I have been in a relationship with the first person I ever had intercourse with for four years now (as of Sunday). We use two forms of protection every time we have sex. Our relationship is stable, and so is our economic footing (sorta). A pregnancy would halt Brian's education and my job search. A pregnancy would rack up medical bills neither of us can pay for (and neither can our families). A pregnancy would destroy us.
We're careful. We're responsible.
We are doing everything we can to prevent me from conceiving.
If I become pregnant, there are people who would deny me an abortion because I chose to have sex, and I deserve the worst case scenario when/if it comes around. I deserve to lose my job and not further my education. Brian deserves to have his education halted. We both deserve staggering debt from medical bills, debt we may never get out of.
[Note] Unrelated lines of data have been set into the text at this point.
PR #89046, opened 2021-09-17
"Fix" an overflow in byte position math

oli-obk:
r? @estebank 

help! I fixed the ICE only to brick the diagnostic.

I mean, it was wrong previously (using an already expanded macro span), but it is really bad now XD

### DIFF
--- a/compiler/rustc_errors/src/lib.rs
+++ b/compiler/rustc_errors/src/lib.rs
@@ -13,9 +13,11 @@
 #[macro_use]
 extern crate rustc_macros;
 
+#[macro_use]
+extern crate tracing;
+
 pub use emitter::ColorConfig;
 
-use tracing::debug;
 use Level::*;
 
 use emitter::{is_case_difference, Emitter, EmitterWriter};
--- a/compiler/rustc_span/src/lib.rs
+++ b/compiler/rustc_span/src/lib.rs
@@ -785,13 +785,30 @@ impl Span {
     ///     ^^^^^^^^^^^^^^^^^
     /// ```
     pub fn until(self, end: Span) -> Span {
-        let span = self.data();
-        let end = end.data();
+        // Most of this function's body is copied from `to`.
+        // We can't just do `self.to(end.shrink_to_lo())`,
+        // because to also does some magic where it uses min/max so
+        // it can handle overlapping spans. Some advanced mis-use of
+        // `until` with different ctxts makes this visible.
+        let span_data = self.data();
+        let end_data = end.data();
+        // FIXME(jseyfried): `self.ctxt` should always equal `end.ctxt` here (cf. issue #23480).
+        // Return the macro span on its own to avoid weird diagnostic output. It is preferable to
+        // have an incomplete span than a completely nonsensical one.
+        if span_data.ctxt != end_data.ctxt {
+            if span_data.ctxt == SyntaxContext::root() {
+                return end;
+            } else if end_data.ctxt == SyntaxContext::root() {
+                return self;
+            }
+            // Both spans fall within a macro.
+            // FIXME(estebank): check if it is the *same* macro.
+        }
         Span::new(
-            span.lo,
-            end.lo,
-            if end.ctxt == SyntaxContext::root() { end.ctxt } else { span.ctxt },
-            if span.parent == end.parent { span.parent } else { None },
+            span_data.lo,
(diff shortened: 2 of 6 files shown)


compiler/rustc_span/src/lib.rs
```diff
@@ -782,13 +785,25 @@ impl Span {
     ///     ^^^^^^^^^^^^^^^^^
     /// ```
     pub fn until(self, end: Span) -> Span {
-        let span = self.data();
-        let end = end.data();
+        let span_data = self.data();
```
oli-obk, line 788: Most of this function's body is copied from `to`. We can't just do `self.to(end.shrink_to_lo())`, because `to` also does some magic where it uses min/max so it can handle overlapping spans (I think, the logic is a bit wonky).

compiler/rustc_errors/src/lib.rs
```diff
@@ -339,10 +345,12 @@ impl CodeSuggestion {
                     });
                     buf.push_str(&part.snippet);
                     let cur_hi = sm.lookup_char_pos(part.span.hi());
+                    trace!(?cur_hi);
                     if prev_hi.line == cur_lo.line {
                         // Account for the difference between the width of the current code and the
                         // snippet being suggested, so that the *later* suggestions are correctly
                         // aligned on the screen.
+                        trace!(?len);
                         acc += len as isize - (cur_hi.col.0 - cur_lo.col.0) as isize;
```
oli-obk, line 354: The overflow happens here, because the lines of cur_hi and cur_lo are never checked against each other, so if lo starts in an earlier line but with a higher column, we get an overflow.

Now, we can properly fix this, and probably should, but the span that we have here is nonsensical to begin with. It goes from `bar(` inside the macro to the start of `true` at the *call site* of the macro.

estebank: Ah! Yes, that's why we are getting these malformed spans. Yeah, macros screw everything up. Maybe we should have an `assert` (not an assert, a check) for well formed spans before we even try to emit or add a suggestion to the `DiagnosticBuilder`? That would make it so we never show suggestions like this one, while also not breaking the emitter logic. We should probably log that though.

estebank: I _hate_ Spans sourced from macros 🥺

estebank: We could add an actual `assert!` here. At least if anyone hits it we'll get a traceback.

compiler/rustc_span/src/lib.rs
estebank: Add a comment saying so _or_ refactor the common logic to a new method.

estebank (approved):
r=me without the new tracing logic (or should we keep it?)

code changes are good, leaving it to you whether we address my comments on this PR or afterwards.

compiler/rustc_errors/src/lib.rs
oli-obk: By the time we get here, the span doesn't look malformed anymore. The fault is either at the until method or at the caller to it. Maybe we should return an option instead of a span? Or a dummy span in case there are macros involved?

estebank: We could tell that `lo > hi`, right? And in the Span wrangling methods we should check that both spans belong to the same Ctxt, and if not die in nightly and return only one of the original spans in beta/stable. Changing this to `Option` would be a royal pain in the neck.

oli-obk: yea, debug asserting this would be best. We'll have to fix a bunch of diagnostics code that currently relies on it.

camsteffen: I'm bumping into this overflow (again) in Clippy. Still not sure why it hasn't shown up in CI. But I narrowed it down to a suggestion that replaces an else block, so the block starts at a higher column than where it ends.

estebank: @camsteffen yeah, didn't ping you on this PR when oli noticed this, but it is likely the same issue and this PR should help (but likely give... incorrect suggestions).

camsteffen: I don't think the problem is only with invalid spans. Here is a minimal reproduction (triggers anonymous_parameters).

```rust
trait X {
    fn test(x: u32, (
    )) {}
}
```

PR #89050, opened 2021-09-17
refactor: VecDeques Drain fields to private

DeveloperC286:
Made the fields of VecDeque's Drain private by creating a Drain::new(...) function to create a new instance of Drain and migrating usage to use Drain::new(...).


joshtriplett:
This seems like a reasonable refactor to me.

Shouldn't the `new` function be `unsafe`, though, since it effectively works with raw pointers?

DeveloperC286:
> This seems like a reasonable refactor to me.
> 
> Shouldn't the `new` function be `unsafe`, though, since it effectively works with raw pointers?

Updated the `new` function to be unsafe.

Above all we deserve the strain on an otherwise-healthy relationship.
And why?
Because I chose to have sex, and irresponsible people deserve to have their lives ruined. If I'd been raped, my rights would remain intact. But if one standard of morality gets codified into law, and that standard of morality judges me a bad woman who should have to bear an enforced pregnancy... what can I do?
You want to talk about prevention? I'm trying to prevent a worldview that treats adult women like minors (children, guys) or livestock who are unqualified to make "the big choices," like when they'll breed. I'm trying to prevent a worldview that could ruin my life from getting a toehold in my government.
PART FIVE: ...AND WHAT ARE YOU?
What do you want for American women? Does it have anything to do with their wellbeing? Or hadn't you really thought about it? There's more to morality than "protect babies." Sometimes you have to concede an obligation to the human beings around you who're trying to live out their lives. The real question is whether a potential human is more important to you than a living one, just because the living one happens to be a woman.